Source: Carl Pickhardt, Ph.D.
Adolescence is meant to be transformative as the detaching (for independence) and the differentiating (for individuality) young person starts
- Separating from childhood around late elementary school,
- Forming a family of friends around middle school,
- Experimenting with acting older around high school,
- Emancipating from parental rule around the college-age years.
As adolescence changes the child, the parent changes in response, and their relationship changes. In consequence, this normal growth will occasionally strain how they get along. For both parent and teenager, adolescence tends to be a more abrasive age.
This growing discontent is to be expected and need not alienate their relationship. Common complaints attest to when these unwelcome times occur. For example:
Teenager: “You’re always on my case!”
Parent: “You argue about everything!”
It’s best to understand the changes that are going on.
Developmental change
Growing change makes adolescence a more temperamental and sensitive time for parent and teenager as it upsets and resets familiar terms of their childhood relationship. Loss of the old, expression of the different, and onset of the new all take some getting used to for everyone.
For parents and teenagers, adolescence, the coming of age passage, is a family game-changer on many levels. Consider a common few:
- Separation can reduce companionship.
- Privacy can create less personal confiding.
- Peers can provide social competition with family.
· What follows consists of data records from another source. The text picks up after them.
PR #8034, opened 2026-08-10
fix(agentchat): preserve chronological order in MessageFilterAgent._apply_filter

zerafachris:
**Issue:** #7971

## Problem

`MessageFilterAgent._apply_filter` built its result by iterating `per_source` filters and appending matching messages in filter-config order. When multiple sources were configured, messages from a later-listed source that chronologically preceded messages from an earlier-listed source were emitted out of order, breaking the LLM agent's conversation timeline.

For example, given messages `[user, A(old), B, A(new)]` and a filter listing A before user:
- **Before fix:** `[A(old), A(new), user]` — config order, not chronological
- **After fix:** `[user, A(old), A(new)]` — original conversation order preserved (with position="last", count=1 → `[user, A(new)]`)

## Change

Track the original message index for each selected message and emit in original conversation order. The per-source count/position filtering logic is unchanged.

```python
# Before
    # ... slice by position/count ...
    result.extend(msgs)  # order follows filter-config, not timeline
return result

# After
selected: set[int] = set()
    indexed = [(i, m) for i, m in enumerate(messages) if m.source == source_filter.source]
    # ... slice by position/count ...
    for i, _ in indexed:
        selected.add(i)
return [m for i, m in enumerate(messages) if i in selected]  # original order
```

## Tests

New regression test `test_message_filter_agent_preserves_chronological_order` in `tests/test_group_chat_graph.py`:
- Sets up `per_source=[A-last(1), user-first(1)]` (A listed before user)
- Messages arrive in order: user, A(first), A(second)
- Asserts the wrapped agent receives `[user, A(second)]` — original order — not `[A(second), user]` — config order

---

Prepared with AI assistance (Claude Code, Anthropic), reviewed for correctness before submission.

### DIFF
--- a/python/packages/autogen-agentchat/src/autogen_agentchat/agents/_message_filter_agent.py
+++ b/python/packages/autogen-agentchat/src/autogen_agentchat/agents/_message_filter_agent.py
@@ -152,19 +152,20 @@ class MessageFilterAgent(BaseChatAgent, Component[MessageFilterAgentConfig]):
         return self._wrapped_agent.produced_message_types
 
     def _apply_filter(self, messages: Sequence[BaseChatMessage]) -> Sequence[BaseChatMessage]:
-        result: List[BaseChatMessage] = []
+        selected: set[int] = set()
 
         for source_filter in self._filter.per_source:
-            msgs = [m for m in messages if m.source == source_filter.source]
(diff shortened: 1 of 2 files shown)


zerafachris:

PR #8035, opened 2026-08-10
fix(core): remove orphaned FunctionExecutionResultMessage after mid-list token truncation

### LINKED ISSUE #7955: TokenLimitedChatCompletionContext can orphan a FunctionExecutionResultMessage mid-list when truncating

zerafachris:
## Summary

`TokenLimitedChatCompletionContext.get_messages()` drops messages from the middle of the list to stay within the token budget. When a **middle-list** `AssistantMessage` that carries `FunctionCall` items is removed, its paired `FunctionExecutionResultMessage` becomes orphaned and will cause an API error.

### Root cause

The previous clean-up guard was:

```python
if messages and isinstance(messages[0], FunctionExecutionResultMessage):
    messages = messages[1:]
```

This only catches the degenerate case where an orphaned result ends up at **position 0**. Any orphaned result elsewhere in the list passed through silently.

### Fix

After the truncation loop, collect the `call_id`s of every `FunctionCall` that still exists in a surviving `AssistantMessage`, then filter out any `FunctionExecutionResultMessage` whose results reference a `call_id` that is no longer present (or that has no results at all).

```python
active_call_ids: set[str] = set()
for msg in messages:
    if isinstance(msg, AssistantMessage) and isinstance(msg.content, list):
        for item in msg.content:
            if isinstance(item, FunctionCall):
                active_call_ids.add(item.id)
messages = [
    m
    for m in messages
    if not isinstance(m, FunctionExecutionResultMessage)
    or (m.content and all(r.call_id in active_call_ids for r in m.content))
]
```

### Tests

Added a regression test (`test_token_limited_mid_list_orphaned_function_result_is_removed`) that:

* Builds a 7-message list with an `AssistantMessage(content=[FunctionCall(id="call_1", ...)])` at index 3 and a paired `FunctionExecutionResultMessage` at index 4.
* Sets `token_limit=6` so the truncation loop removes the `AssistantMessage`, orphaning the result.
* Asserts no `FunctionExecutionResultMessage` survives in the returned list.

All 10 existing tests in `test_model_context.py` continue to pass.

Closes #7955.

---

> Prepared with AI assistance (Claude Code, Anthropic), reviewed for correctness before submission.

### DIFF
--- a/python/packages/autogen-agentchat/src/autogen_agentchat/agents/_message_filter_agent.py
+++ b/python/packages/autogen-agentchat/src/autogen_agentchat/agents/_message_filter_agent.py
@@ -152,19 +152,20 @@ class MessageFilterAgent(BaseChatAgent, Component[MessageFilterAgentConfig]):
         return self._wrapped_agent.produced_message_types
 
     def _apply_filter(self, messages: Sequence[BaseChatMessage]) -> Sequence[BaseChatMessage]:
-        result: List[BaseChatMessage] = []
+        selected: set[int] = set()
 
         for source_filter in self._filter.per_source:
-            msgs = [m for m in messages if m.source == source_filter.source]
+            indexed = [(i, m) for i, m in enumerate(messages) if m.source == source_filter.source]
 
             if source_filter.position == "first" and source_filter.count:
-                msgs = msgs[: source_filter.count]
+                indexed = indexed[: source_filter.count]
             elif source_filter.position == "last" and source_filter.count:
-                msgs = msgs[-source_filter.count :]
+                indexed = indexed[-source_filter.count :]
 
-            result.extend(msgs)
+            for i, _ in indexed:
+                selected.add(i)
 
-        return result
+        return [m for i, m in enumerate(messages) if i in selected]
 
     async def on_messages(
         self,
--- a/python/packages/autogen-agentchat/tests/test_group_chat_graph.py
+++ b/python/packages/autogen-agentchat/tests/test_group_chat_graph.py
@@ -1143,6 +1143,37 @@ async def test_message_filter_agent_with_position_none_gets_all() -> None:
 
 
 @pytest.mark.asyncio
+async def test_message_filter_agent_preserves_chronological_order() -> None:
+    """Regression #7971: filtered messages must arrive in original chronological order.
+
+    When per_source lists 'A' before 'user', the result must still be ordered by
+    each message's position in the original conversation, not by filter-config order.
+    """
+    inner_agent = _TestMessageFilterAgent("inner")
+    wrapper = MessageFilterAgent(
+        name="wrapper",
+        wrapped_agent=inner_agent,
+        filter=MessageFilterConfig(
+            per_source=[
+                PerSourceFilter(source="A", position="last", count=1),
+                PerSourceFilter(source="user", position="first", count=1),
+            ]
+        ),
+    )
+    messages = [
+        TextMessage(source="user", content="user-first"),
+        TextMessage(source="A", content="A-first"),
+        TextMessage(source="A", content="A-second"),
+    ]
+    await wrapper.on_messages(messages, CancellationToken())
+    received = inner_agent.received_messages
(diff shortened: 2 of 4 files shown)


zerafachris:
I have sole ownership of intellectual property rights to my Submissions and I am not making Submissions in the course of work for my employer.

zerafachris:

PR #8039, opened 2026-08-12
Copy cached chat completion results

ump45nose:
## Summary

Cache hits now return a copied `CreateResult` marked as cached instead of mutating the cached instance.

## Root cause

`ChatCompletionCache` changed `cached_result.cached` in place, which also changed the object returned by the original cache-miss call.

## Validation

- `uv run --directory python --with pytest-asyncio --package autogen-ext pytest packages/autogen-ext/tests/models/test_chat_completion_cache.py -q`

- Resistance can cause more opposition to authority.
- Growth can create less commonality and compatibility.
- Individuality can increasingly express cultural contrasts.
- Independence can cause more disagreements over freedom.
At times, these changes can place more strain on the parent/teenager relationship for both. So, first consider common parental complaints about their changing adolescent, and then consider common adolescent complaints about their changing parent.
Parental complaints about the adolescent
Since their child’s adolescence begins with loss of childhood, parents can miss how endearing the old relationship with their little girl or boy used to be. Common adjustment complaints can make unfavorable comparisons between the child who was and the teenager who is. Unwelcome changes might sometimes include
- from being positive to being negative,
- from being appreciative to being dissatisfied,
- from being confiding to being private,
- from being family-centered to being friend-centered,
- from being agreeable to being argumentative,
- from being interested to being bored,
- from being focused to being distracted,
- from being orderly to being disorganized,
- from being mindful to being forgetful.
- And the list goes on.
Adolescent complaints about the parents
While parents tend to focus on how adolescence changes their child; they are often unaware of how it can change parents in youthful eyes. By way of contrast, consider how a teenager might sometimes view them differently than in childhood. Unwelcome changes in their parents might sometimes include:
- from being trusting to being suspicious,
- from being encouraging to being controlling,
- from being relaxed to being tense,
- from being friendly to being bossy,
- from being fun-loving to being serious,
- from being positive to being negative,
- from being complimentary to being critical,
- from being trusting to being worried,
- from being patient to being nagging,
- from being fair to being unfair.
- And the list goes on.
Managing complaints
Not only can complaints express unhappiness in the communicator but they can also cause unhappiness in the person told. Complaints can feel accusative: “You did something wrong.” In fact, change is often the culprit.
When either parent or teenager complains about how each other has unhappily changed to live with compared to the more light-hearted childhood years, she or he is not entirely misperceiving. To some degree, the adolescent coming-of-age experience is going to change everyone and sometimes challenge the ease of getting along.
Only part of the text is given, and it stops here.